» TRY IT: Exercise in exact copying. Transcribe every entry that follows, word for word.

» RECORDS FOR THIS TASK:
PR #1405, opened 2023-08-11
Update to 2.12.15

jeremyrsmith:
This broke because some compiler APIs changed between 2.12.12 and 2.12.15. Fortunately it's the same change that 2.13 had.

### DIFF
--- a/build.sbt
+++ b/build.sbt
@@ -40,13 +40,13 @@ lazy val nativeLibraryPath = {
 }
 
 val distBuildDir = file(".") / "target" / "dist" / "polynote"
-val scalaVersions = Seq("2.11.12", "2.12.12", "2.13.6")
+val scalaVersions = Seq("2.11.12", "2.12.15", "2.13.6")
 lazy val scalaBinaryVersions = scalaVersions.map {
   ver => ver.split('.').take(2).mkString(".")
 }.distinct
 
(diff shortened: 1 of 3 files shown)


build.sbt
```diff
@@ -40,13 +40,13 @@ lazy val nativeLibraryPath = {
...
 val distBuildDir = file(".") / "target" / "dist" / "polynote"
-val scalaVersions = Seq("2.11.12", "2.12.12", "2.13.6")
+val scalaVersions = Seq("2.11.12", "2.12.15", "2.13.6")
 lazy val scalaBinaryVersions = scalaVersions.map {
   ver => ver.split('.').take(2).mkString(".")
 }.distinct
 
 val commonSettings = Seq(
-  scalaVersion := "2.11.12",
+  scalaVersion := "2.12.15",
```
jonathanindig, line 49: This is changing the default version of Polynote to 2.12, right? Are there any docs, configs, etc. that need to be updated to reflect that? Do you think we can stop publishing for 2.11? 🙏

jonathanindig (approved):

build.sbt
jeremyrsmith: Oh, I only did that so that IntelliJ would see the 2.12 code and dependencies. That's pretty much the only thing this controls.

» OUTPUT OF THE EXERCISE:
PR #1405, opened 2023-08-11
Update to 2.12.15

jeremyrsmith:
This broke because some compiler APIs changed between 2.12.12 and 2.12.15. Fortunately it's the same change that 2.13 had.

### DIFF
--- a/build.sbt
+++ b/build.sbt
@@ -40,13 +40,13 @@ lazy val nativeLibraryPath = {
 }
 
 val distBuildDir = file(".") / "target" / "dist" / "polynote"
-val scalaVersions = Seq("2.11.12", "2.12.12", "2.13.6")
+val scalaVersions = Seq("2.11.12", "2.12.15", "2.13.6")
 lazy val scalaBinaryVersions = scalaVersions.map {
   ver => ver.split('.').take(2).mkString(".")
 }.distinct
 
(diff shortened: 1 of 3 files shown)


build.sbt
```diff
@@ -40,13 +40,13 @@ lazy val nativeLibraryPath = {
...
 val distBuildDir = file(".") / "target" / "dist" / "polynote"
-val scalaVersions = Seq("2.11.12", "2.12.12", "2.13.6")
+val scalaVersions = Seq("2.11.12", "2.12.15", "2.13.6")
 lazy val scalaBinaryVersions = scalaVersions.map {
   ver => ver.split('.').take(2).mkString(".")
 }.distinct
 
 val commonSettings = Seq(
-  scalaVersion := "2.11.12",
+  scalaVersion := "2.12.15",
```
jonathanindig, line 49: This is changing the default version of Polynote to 2.12, right? Are there any docs, configs, etc. that need to be updated to reflect that? Do you think we can stop publishing for 2.11? 🙏

jonathanindig (approved):

build.sbt
jeremyrsmith: Oh, I only did that so that IntelliJ would see the 2.12 code and dependencies. That's pretty much the only thing this controls.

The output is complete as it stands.